Slot distribution in Redis Cluster: 16,384 slots divided across N masters. With 3 masters: each owns ~5,461 slots. When adding nodes, Redis Cluster migrates slots in units — one slot at a time. The cluster slots command shows current ownership. Plan slot assignments in advance using redis-cli --cluster import or manual cluster setslot commands during maintenance windows.

Hot key detection: Even with consistent hashing, hot keys cause uneven load. The formula for identifying hot keys:

hot_key_probability = (requests_per_key / total_requests) × number_of_nodes

If 1% of keys receive 50% of traffic on a 10-node cluster, those keys are 5× hotter than average. Mitigation: replicate hot keys to all nodes and route randomly, use key spreading (split user:123 into user:123:shard0 … user:123:shard9), or move hot key handling to a dedicated single-node Redis with replica read scaling.

Memcached cluster write capacity: With N nodes in a consistent hash ring, each write goes to one node. Write throughput = single_node_throughput × N (assuming even distribution). If one Memcached node handles 200k ops/sec, a 10-node cluster handles ~2M ops/sec total, but any single key’s write rate is still bound by one node.

Production Failure Scenarios

Failure	Impact	Mitigation
Single cache node crashes	Keys on that node missed; potential database overload	Replica promotion; circuit breaker; replica reads during failover
Network partition	Cluster split-brain or unavailable	Redis Cluster handles automatically; Sentinel monitors
Proxy failure (Twemproxy)	All cache requests fail	Run multiple proxies with load balancer; keep-alive health checks
Shard rebalancing	Temporary key remapping; some misses during migration	Use stable cluster configuration; avoid frequent resharding
Invalidation broadcast lost	Stale data on some nodes	Implement periodic reconciliation; use version vectors
Replica lag	Stale reads from replicas	Monitor lag; route consistency-critical reads to primary
Sentinel election failure	No automatic failover possible	Run 3+ Sentinels; ensure proper quorum configuration

Common Pitfalls / Anti-Patterns

1. Assuming Hashing Is Evenly Distributed

Poor hash functions or small keyspaces cause hot spots.

# BAD: Modulo-based sharding creates hot spots
def get_node(key, num_nodes):
    hash_val = hash(key)
    return hash_val % num_nodes  # Uneven for small keyspaces

# GOOD: Use consistent hashing with virtual nodes
class ConsistentHashSharding:
    def __init__(self, nodes, replicas=150):
        self.ring = {}
        for node in nodes:
            for i in range(replicas):
                key = f"{node}:{i}"
                self.ring[md5(key)] = node

2. Not Handling Node Failure Gracefully

Assuming all nodes always available leads to cascading failures.

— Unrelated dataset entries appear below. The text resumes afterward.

PR #1600, opened 2026-09-21
chore(ci): upgrade test job runner from Ubuntu 22 to 24

tcely:
I don't remember why, but we had `test` pinned to Ubuntu LTS 22.

We don't appear to require that anymore and it will be disappearing in the future.


meeb:
I believe for the ancient version of Django (for the required system Python etc.) required for the old tasks system or something like that. Fine to update.

meeb (approved):

PR #1601, opened 2026-09-21
feat(sqlite): switch journal_mode from TRUNCATE to WAL

jlaska:
## Summary

- Switch SQLite `journal_mode` from `TRUNCATE` to `WAL` in the container
  settings, enabling concurrent readers alongside a single writer
- Add `PRAGMA wal_autocheckpoint = 1000` (SQLite's default, explicit for
  clarity) and `PRAGMA busy_timeout = 5000` to reduce lock contention

## Motivation

Tubesync has significant concurrent write pressure on SQLite — 3+ gunicorn
workers and 4 huey consumer processes (several multi-threaded) all write to
the same database. The codebase already mitigates this with retry decorators,
random delays after saves, and task-level locking. WAL mode reduces this
contention at the database level by allowing readers to proceed without
blocking on writers.

WAL mode also enables compatibility with SQLite replication tools (e.g.
litestream) that require a WAL file to function. Under the current
TRUNCATE/DELETE journal mode, these tools conflict with Django's locking
and cause "database is locked" errors at startup.

Note: Huey's own task-queue SQLite databases already use WAL mode
(`wal_autocheckpoint = 100` in `common/huey.py`).

## Test plan

- [x] Existing Django test suite passes (52/52 non-frontend tests; 13
      pre-existing frontend errors from missing static file symlinks)
- [x] Container starts cleanly with WAL mode active
- [x] `PRAGMA journal_mode;` returns `wal` inside running container
- [x] Migrations run successfully on first attempt without retry logic

🤖 Generated with [Claude Code](https://claude.com/claude-code)


tcely:
Sorry, this won't be merged.

Users are welcome to change their settings. That's why I left the comment about WAL in there.

Your change to `busy_timeout` may interact with the `timeout` setting earlier in unexpected ways too.

jlaska:
@tcely appreciate the quick response!  Is there a mechanism to influence the default behavior when deploying via container image builds?  I don't see a `TUBESYNC_JOURNAL_MODE` (or equivalent env option).

tcely:
@jlaska There sure is.

The local settings file is meant to be included in your `/config` volume.

`/config/tubesync/local_settings.py`

https://github.com/meeb/tubesync/wiki/How-To-Configure#persistent-configuration-docker

PR #1602, opened 2026-09-21
fix: download thumbnails with curl

tcely:
Instead of scheduling multiple tasks to download each URL, use the new `Media.download_thumbnails` function that calls `curl` to download all the URLs in parallel with connection reuse.

If this fails, for whatever reason, the old task still exists and can fetch the missing thumbnail from a single URL.


meeb:
Sounds fine to me. Could we not use pycurl's CurlMulti or similar rather than subprocess spawning curl?

tcely:
> Could we not use pycurl's CurlMulti or similar rather than subprocess spawning curl?

I see absolutely no advantage to reimplementing the `curl` binary in Python. It's probably technically possible, but would be a huge undertaking and is filled with compatibility concerns around various backend and library versions.

meeb:
Doesn't pycurl just use libcurl? What's being re-implemented?

tcely:
The `curl` CLI binary is handling parallel connections and multiplexed reuse alongside protocol negotiation for both TLS and HTTP versions.

Even the proxy support would need to be reimplemented when switching to `pycurl`.

It seems like a huge waste of effort to me.

meeb:
Thanks for the research. I'm not zealot on either approach, I just personally avoid subprocess calling especially in long running worker processes as it has caused no small amount of pain in the past (bugs not killing child processes properly with timeouts, zombie children, worker locks and so on). It's likely better now than when I last encountered problems, admittedly, just an ingrained initial reaction.

You've done the work here so happy to go with whichever version you prefer. If they're generally identical my preference is to avoid the subprocess, however if you feel strongly against it I'm fine with the subprocess spawning.

For logging can set a hook with pycurl, the setopt value for pycurl.DEBUGFUNCTION will fire a callback for extensive logging if needed. A question for another time but it would be interesting to attach a debugger and see why the downloading on one version is slower than another given they're both going to just be calling libcurl to download files in parallel under the hood, their download performance should be identical.

tcely:
I personally prefer not to pull in `pycurl` because we already have a workable CLI command to call.

I did discover that `pycurl` included a slightly newer version of `libcurl`.

The only other advantage that I see for `pycurl` is doing everything entirely in memory.

I'm happy to leave the function there if you want to experiment, but I'll probably move the import inside it and go with the subprocess version.

meeb (approved):

PR #1604, opened 2026-09-23
fix: improve source deletion

### LINKED ISSUE #1603: Deleting source ends in SQL error
I've been cleaning up my sources, simplifying my setup, and several sources fail to delete, returning the following error:
```
Deleting all media for source "source-name"
Error: "a foreign key constraint fails (`tubesync`.`sync_media`, CONSTRAINT `sync_media_source_id_36827e1d_fk_sync_source_uuid` FOREIGN KEY (`source_id`) REFERENCES `sync_source` (`uuid`))')"
```
I only manage my downloaded videos through TubeSync, so TubeSync is in charge of deleting files and cleaning up the database-entries for those videos. Is there something causing a race-condition because I'm deleting many sources at once?

Another thing is that I didn't check the "Delete media" check-box, but the text suggests that files are being deleted (they aren't actually being deleted). Maybe reconsider the phrasing here?

tcely:
Fixes #1603


meeb (approved):
Yep looks a lot more robust, thanks!

PR #6, opened 2018-10-17
Use dynamic-rest library to display models

PaulWay:
The `dynamic-rest` library allows more comprehensive query handling and consistent data serialisation across paging systems.

The insights-advisor-api would like to use the `django-rest-models` library to access the inventory API as if it were a native model in Django.  This requires the use of `dynamic-rest` views and serializers in the target API.


jhjaggars:
Since the project is using Connexion and Flask I'm going to close this PR.

PR #10, opened 2018-10-29
Allow to send request without canonical facts

dLobatog:
At the moment, the try block doesn't catch the possibility that the user
is not sending the canonical facts on the first request to create the
host. In that case, 'validated_data' will not contain the key, and an
KeyError will be thrown.

```

File "/code/inventory/views.py" in create
  16.         cf = serializer.validated_data["canonical_facts"]

Exception Type: KeyError at /api/hosts/
Exception Value: 'canonical_facts'

```

### DIFF
--- a/README.md
+++ b/README.md
@@ -39,6 +39,26 @@ want to destroy that data do the following:
 docker-compose down
 ```
 
+## Basic testing
+
+To test creating a sample host, you may simply send a simple JSON request like
+this:
+
+```
+curl -H 'X_RH_IDENTITY: foobar' -H 'Content-Type: application/json' -X POST localhost:8000/api/hosts/ -d '{ "display_name": "foo", "account": "bar" }'
+```
+
+After that, you can run the following command to ensure the test host 'foo' was
+registered and appears in the list of hosts.
+
+
+```
+curl -H 'X_RH_IDENTITY: foobar' -v http://localhost:8000/api/hosts/?format=json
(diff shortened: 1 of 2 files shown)


Glutexo:
As long as there is a default value (empty dict) for the canonical fact, so it saves to the database, this makes sense to me. Your host doesn’t have to have any other deduplication facts if it comes from a well-behaved source. Maybe @jhjaggars has thoughts on this?

Glutexo:
At least one canonical fact is still required, but this is properly catched. If I try to post a host without any canonical facts, I get eror _400 Bad Request_ with an explanatory message.

```
POST http://localhost:8080/api/inventory/v1/hosts

HTTP/1.0 207 MULTI STATUS
Content-Type: application/json
Content-Length: 275
Server: Werkzeug/0.15.2 Python/3.6.7
Date: Mon, 15 Apr 2019 15:23:44 GMT

{
  "data": [
    {
      "detail": "At least one of the canonical fact fields must be present.",
      "host": {
        "account": "abc123"
      },
      "status": 400,
      "title": "Invalid request",
      "type": "about:blank"
    }
  ],
  "errors": 1,
  "total": 1
}


Response code: 207 (MULTI STATUS); Time: 22ms; Content length: 275 bytes
```

Closing as resolved. If you disagree, please reopen this pull requests and drop a comment. Thanks!

PR #12, opened 2018-10-30
Fix the database name in the app init script

Glutexo:
The Docker Compose file [uses](https://github.com/RedHatInsights/insights-host-inventory/blob/d8f46c7908a6e6d90b8e7a9cd455b60845263bee/docker-compose.yml#L9) “insights” as a database name. Changed the _INVENTORY_DB_NAME_ configuration [value](https://github.com/RedHatInsights/insights-host-inventory/compare/master...Glutexo:db_name_fix?expand=1#diff-1f9f743421417fb2794c88447083a031R16) default to match this name.


Glutexo:
Rebased on current master.

Glutexo:
Rebased again. Ready for a review.

karelhala:
I like this! I had problems running this locally with `docker-compose -f dev.yml up` becaue it automatically created `insights` db but tries to connect to `test_db`.

Glutexo:
Rebased on current [_master_](https://github.com/RedHatInsights/insights-host-inventory/tree/5540dec3c697a67403c3122455472ffee7aa3008). Replaced the name in README as well. Not only that the _insights_ is the name of the database in the [Docker Compose file](https://github.com/RedHatInsights/insights-host-inventory/blob/5540dec3c697a67403c3122455472ffee7aa3008/dev.yml), but its also far better name than _test_db_. It’s not only non-descriptive, even more if it’s not the only database in the Postgres instance, but it’s a bit misleading too: it’s not a db dedicated to the tests.

Glutexo:
Rebased again. I think this can be merged together with #169.

Glutexo:
Yaai! 🦊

# BAD: No failure handling
def get(key):
    return nodes[key % len(nodes)].get(key)  # Crashes if node down

# GOOD: Retry on different node, circuit breaker
def get_with_fallback(key, max_retries=3):
    for attempt in range(max_retries):
        try:
            node = get_node_for_key(key)
            return node.get(key)
        except ConnectionError:
            logger.warning("node_connection_failed", node=node, attempt=attempt)
            # Circuit breaker would prevent repeated attempts
    return get_from_database_fallback(key)

3. Pub/Sub Invalidation Without Guarantees

Pub/Sub is fire-and-forget; messages can be lost.

# BAD: Assuming pub/sub invalidation always works
def on_data_update(key, value):
    db.update(key, value)
    redis_cluster.publish('invalidation', key)  # Fire and forget

# GOOD: Verify invalidation, periodic reconciliation
def on_data_update(key, value):
    db.update(key, value)

    # Publish invalidation
    redis_cluster.publish('invalidation', key)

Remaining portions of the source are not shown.